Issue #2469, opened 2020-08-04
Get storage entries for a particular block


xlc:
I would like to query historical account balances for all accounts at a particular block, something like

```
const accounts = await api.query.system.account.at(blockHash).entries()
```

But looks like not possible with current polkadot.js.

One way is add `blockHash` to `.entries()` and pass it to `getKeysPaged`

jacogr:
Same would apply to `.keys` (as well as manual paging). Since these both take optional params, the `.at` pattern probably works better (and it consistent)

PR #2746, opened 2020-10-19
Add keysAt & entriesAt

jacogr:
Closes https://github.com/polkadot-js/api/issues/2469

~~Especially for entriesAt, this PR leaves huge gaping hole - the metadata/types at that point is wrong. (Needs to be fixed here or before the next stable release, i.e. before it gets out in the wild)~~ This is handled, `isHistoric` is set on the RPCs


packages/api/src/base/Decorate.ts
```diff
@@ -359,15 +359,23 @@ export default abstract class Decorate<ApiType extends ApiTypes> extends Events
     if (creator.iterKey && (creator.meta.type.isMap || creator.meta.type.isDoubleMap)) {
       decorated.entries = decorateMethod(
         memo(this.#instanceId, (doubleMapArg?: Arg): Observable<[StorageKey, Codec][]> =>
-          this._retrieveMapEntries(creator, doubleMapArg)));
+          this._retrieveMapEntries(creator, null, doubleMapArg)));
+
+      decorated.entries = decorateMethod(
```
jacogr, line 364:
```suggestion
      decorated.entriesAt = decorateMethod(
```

--

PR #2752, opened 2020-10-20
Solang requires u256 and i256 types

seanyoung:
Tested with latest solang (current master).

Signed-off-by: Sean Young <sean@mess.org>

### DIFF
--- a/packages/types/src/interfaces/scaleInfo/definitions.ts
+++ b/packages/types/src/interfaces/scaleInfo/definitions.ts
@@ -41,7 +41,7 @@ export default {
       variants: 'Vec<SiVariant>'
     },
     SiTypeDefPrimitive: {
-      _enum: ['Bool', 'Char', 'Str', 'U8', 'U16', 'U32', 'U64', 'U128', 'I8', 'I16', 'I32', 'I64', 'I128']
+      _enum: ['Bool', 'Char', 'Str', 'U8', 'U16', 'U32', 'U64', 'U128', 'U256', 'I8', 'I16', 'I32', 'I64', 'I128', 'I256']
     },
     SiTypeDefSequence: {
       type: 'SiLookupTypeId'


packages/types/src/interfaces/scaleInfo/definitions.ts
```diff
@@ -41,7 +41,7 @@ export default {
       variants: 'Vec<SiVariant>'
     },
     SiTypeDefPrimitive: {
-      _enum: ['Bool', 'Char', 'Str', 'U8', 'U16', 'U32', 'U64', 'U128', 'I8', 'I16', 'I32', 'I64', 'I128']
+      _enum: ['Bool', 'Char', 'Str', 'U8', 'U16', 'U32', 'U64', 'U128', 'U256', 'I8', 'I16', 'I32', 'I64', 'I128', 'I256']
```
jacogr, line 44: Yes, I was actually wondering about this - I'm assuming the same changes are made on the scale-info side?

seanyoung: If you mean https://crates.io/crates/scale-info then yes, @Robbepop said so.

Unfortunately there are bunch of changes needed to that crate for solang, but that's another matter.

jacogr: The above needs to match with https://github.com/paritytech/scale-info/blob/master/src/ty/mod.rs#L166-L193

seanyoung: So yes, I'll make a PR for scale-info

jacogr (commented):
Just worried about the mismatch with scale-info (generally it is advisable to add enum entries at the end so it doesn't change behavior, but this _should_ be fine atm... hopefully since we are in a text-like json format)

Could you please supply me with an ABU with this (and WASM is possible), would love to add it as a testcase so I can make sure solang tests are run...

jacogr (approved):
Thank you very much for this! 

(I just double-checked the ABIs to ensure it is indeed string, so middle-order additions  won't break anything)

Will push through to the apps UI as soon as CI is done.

- **Your objective**: Pull out every line of the records above that contains the word "opened".

- **Answer below**:
Issue #2469, opened 2020-08-04
PR #2746, opened 2020-10-19
PR #2752, opened 2020-10-20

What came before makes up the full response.